La taxe professionnelle est morte, vive la...

Par Mirko Hayat, professeur affilié, HEC Paris  |   |  651  mots
Par Mirko Hayat, professeur affilié, HEC Paris.

La taxe professionnelle (TP) n'en finit pas de mourir. Sa disparition a été annoncée maintes fois, mais on a surtout assisté à de multiples ravaudages qui ont conduit à un prélèvement incompréhensible et excessivement concentré sur une partie du secteur productif. Cette évolution a été initiée en 1998 par le ministre de l'Economie d'alors, Dominique Strauss-Kahn, qui a supprimé la partie de la taxe qui frappait les salaires (en moyenne 4% de la masse salariale).

Cet objectif fort louable n'aurait dû être que le prélude à la suppression de la TP. Mais ce projet n'est jamais arrivé à son terme, si bien que l'on a conservé un prélèvement totalement déséquilibré ne frappant que les investissements, c'est-à-dire les immobilisations corporelles. Cette réforme a été suivie en 2004 par l'annonce par le président Jacques Chirac de la suppression de la taxe, qui s'est en fait traduite par une imposition progressive et non immédiate des nouveaux investissements.

Elle s'est poursuivie avec le président Nicolas Sarkozy, qui a annoncé en 2008 l'exonération de la taxe pour les acquisitions d'immobilisations à compter du 23 octobre 2008. Ainsi, avec la loi de finances rectificative pour 2008, nous sommes passés d'une taxe sur les investissements à une taxe sur les vieux investissements?! Précisons que ces allégements sont pratiquement totalement compensés par l'Etat aux collectivités locales.

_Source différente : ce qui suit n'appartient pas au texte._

PR #18139, opened 2021-02-11
Package portia.1.5

rixed:


packages/portia/portia.1.5/opam
```diff
@@ -0,0 +1,42 @@
...
+  "ocamlfind" {build}
+  "batteries"
+  "qtest" {with-test}
+]
+depexts: [
+  ["asciidoc"] {os-family = "debian"}
+]
+post-messages: [
+  "This package requires asciidoc to build the doc." {failure}
+]
```
kit-ty-kate, line 36: Do you have time to create a new `conf-asciidoc` package? This way the documentation would be available everywhere, maintainance would be reduced and the dependency would be removed during normal execution (non-doc).

If you don't have time I'll do it at some point

rixed: I can not look into this in the near future but maybe in a few weeks.

kit-ty-kate: That's ok, I've just done it ^^

kit-ty-kate:
Thanks!

PR #18141, opened 2021-02-12
odoc: bisect_ppx is not used during tests

kit-ty-kate:
Should fix https://github.com/ocaml/opam-repository/issues/18134


kit-ty-kate:
@jonludlam is that ok? If so would it be possible to return this fix upstream in the 1.x branch (if there is one) and master?

PR #18144, opened 2021-02-12
[new release] postgresql (5.0.0)

mmottl:

##### CHANGES:

* Added support for parameter types to `exec`, `prepare`, `send_query`,
    and `send_prepare`.

    Thanks to Petter A. Urkedal for the patch!


kit-ty-kate:
Thanks! Could you return the fix in the opam file upstream? (I know you're using an auto-generated opam file, so at least the change in `license`, the rest can be fixed if you upgrade to `(lang dune 2.7)`, and I'm not sure for the comment though since you're using dune-release, it's supposed to do it automatically)

mmottl:
@kit-ty-kate Thanks, I'll do that for all my packages.

PR #18154, opened 2021-02-15
Remove package rebranded to funfields

fccm:
Removed the old deprecated package.
Renamed into "funfields".


kit-ty-kate:
Usually we don't accept straight up deletion without discussion (rather `available: false` in most cases) but given the history and content of this package this is fine. Thanks!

Pour des raisons de simple logique, cette situation n'est plus tenable. C'est pourquoi l'annonce faite par le président de la république le 5 février d'une suppression de la TP en 2010 n'a pu surprendre. A quelles conditions celle-ci peut-elle aboutir et ne pas rester lettre morte comme les précédentes??

Il faut d'abord tenir compte des contraintes constitutionnelles. Depuis la révision de la Constitution du 28 mars 2003, le législateur ne peut supprimer une ressource fiscale revenant aux collectivités sans lui substituer une ressource fiscale équivalente. La taxe professionnelle doit donc être remplacée par un impôt au rendement conséquent. Cette exigence constitutionnelle va d'ailleurs de pair avec le rôle de premier plan que jouent toutes les collectivités locales dans le soutien à la relance de l'économie, par leurs investissements en infrastructures, en logements, leur aide aux publics en difficulté, etc.

Ensuite, ce nouvel impôt doit être consensuel, c'est-à-dire qu'il ne peut se bâtir sans l'assentiment des trois acteurs que sont les collectivités locales, les entreprises et l'Etat. Enfin, il doit préserver le lien fiscal entre les entreprises et le territoire sur lequel elles agissent et créent de la valeur, et sans lequel elles risqueraient de n'être vécues que comme une nuisance.

Un tel "mouton à cinq pattes" répondant à ce cahier des charges existe peut-être dans les cartons de Bercy. Il s'agit des conclusions de la commission présidée par Olivier Fouquet, qui avait ébauché une piste de réforme assez consensuelle où l'impôt local des entreprises reposerait pour une part sur une assiette foncière, et pour une autre part sur la valeur ajoutée produite. Le principal obstacle qui a empêché sa mise en ?uvre a été l'importance des transferts de charges entre contribuables et de ressources entre les collectivités locales que cela supposerait.

Mais il faut impérativement franchir cet obstacle. C'est pourquoi la solution pourrait passer, en premier lieu et rapidement, par une simulation "grandeur nature" de ces transferts permettant de les estimer précisément, et une entrée en vigueur progressive par un lissage sur un nombre d'années suffisant pour rendre la réforme supportable. Dans un premier temps, ce lissage pourrait s'opérer avec l'aide de l'Etat, ce qui permettrait d'en réduire la durée. Ainsi la TP pourrait être réellement supprimée dès 2010 et remplacée aussitôt par un prélèvement moderne équilibré et accepté par tous, car équitablement réparti.